Lines from the beginning of the entries up to and including the one with "Superseeds #973" must be duplicated word for word; leave out all others.

Data items:
==========
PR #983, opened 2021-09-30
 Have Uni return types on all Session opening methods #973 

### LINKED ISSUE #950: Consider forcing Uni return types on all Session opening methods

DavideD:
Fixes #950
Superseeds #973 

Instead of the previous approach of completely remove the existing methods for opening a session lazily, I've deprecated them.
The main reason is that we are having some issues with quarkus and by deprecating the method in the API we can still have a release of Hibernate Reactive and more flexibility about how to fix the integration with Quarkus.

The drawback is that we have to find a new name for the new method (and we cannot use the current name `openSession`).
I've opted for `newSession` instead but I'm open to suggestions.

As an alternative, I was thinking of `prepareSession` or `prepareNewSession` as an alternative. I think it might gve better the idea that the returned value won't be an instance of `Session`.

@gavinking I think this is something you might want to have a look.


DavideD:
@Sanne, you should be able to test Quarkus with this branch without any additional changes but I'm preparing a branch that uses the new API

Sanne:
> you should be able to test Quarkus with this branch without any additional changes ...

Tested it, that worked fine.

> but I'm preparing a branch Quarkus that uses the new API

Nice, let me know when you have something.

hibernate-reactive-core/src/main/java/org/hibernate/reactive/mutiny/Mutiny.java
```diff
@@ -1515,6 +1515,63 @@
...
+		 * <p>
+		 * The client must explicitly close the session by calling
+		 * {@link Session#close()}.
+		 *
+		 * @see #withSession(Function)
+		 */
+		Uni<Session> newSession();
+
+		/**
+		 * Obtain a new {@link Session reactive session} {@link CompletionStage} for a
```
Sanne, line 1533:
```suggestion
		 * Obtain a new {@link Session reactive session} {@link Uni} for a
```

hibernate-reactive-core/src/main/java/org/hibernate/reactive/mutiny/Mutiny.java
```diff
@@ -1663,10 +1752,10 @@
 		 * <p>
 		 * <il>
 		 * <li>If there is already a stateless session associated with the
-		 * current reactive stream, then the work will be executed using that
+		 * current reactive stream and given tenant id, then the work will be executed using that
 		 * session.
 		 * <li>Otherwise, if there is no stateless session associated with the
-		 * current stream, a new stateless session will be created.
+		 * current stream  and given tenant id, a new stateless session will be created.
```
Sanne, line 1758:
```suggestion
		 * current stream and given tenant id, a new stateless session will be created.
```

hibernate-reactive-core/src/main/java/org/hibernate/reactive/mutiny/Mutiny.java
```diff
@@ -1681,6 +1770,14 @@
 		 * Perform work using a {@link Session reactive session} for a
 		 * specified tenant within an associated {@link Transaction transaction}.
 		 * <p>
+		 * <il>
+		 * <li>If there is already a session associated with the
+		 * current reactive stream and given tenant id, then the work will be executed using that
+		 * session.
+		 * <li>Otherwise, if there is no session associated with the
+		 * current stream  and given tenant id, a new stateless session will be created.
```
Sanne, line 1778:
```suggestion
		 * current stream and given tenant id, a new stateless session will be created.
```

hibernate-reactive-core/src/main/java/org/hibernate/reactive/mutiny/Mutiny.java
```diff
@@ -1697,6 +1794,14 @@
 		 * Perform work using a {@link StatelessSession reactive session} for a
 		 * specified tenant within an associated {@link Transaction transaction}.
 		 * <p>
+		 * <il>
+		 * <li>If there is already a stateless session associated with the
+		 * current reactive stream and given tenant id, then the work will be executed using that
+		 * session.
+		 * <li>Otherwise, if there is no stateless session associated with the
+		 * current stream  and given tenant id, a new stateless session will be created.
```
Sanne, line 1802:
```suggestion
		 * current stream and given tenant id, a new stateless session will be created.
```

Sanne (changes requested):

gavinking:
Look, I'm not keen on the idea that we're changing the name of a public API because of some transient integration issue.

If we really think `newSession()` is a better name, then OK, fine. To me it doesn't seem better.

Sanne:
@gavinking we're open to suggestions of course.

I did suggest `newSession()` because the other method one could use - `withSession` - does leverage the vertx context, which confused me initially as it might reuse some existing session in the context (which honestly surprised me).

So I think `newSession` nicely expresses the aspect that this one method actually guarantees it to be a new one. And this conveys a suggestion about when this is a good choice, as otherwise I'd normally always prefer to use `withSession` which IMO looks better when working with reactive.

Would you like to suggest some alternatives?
==========
→ Reply to the exercise
PR #983, opened 2021-09-30
 Have Uni return types on all Session opening methods #973 

### LINKED ISSUE #950: Consider forcing Uni return types on all Session opening methods

DavideD:
Fixes #950
Superseeds #973 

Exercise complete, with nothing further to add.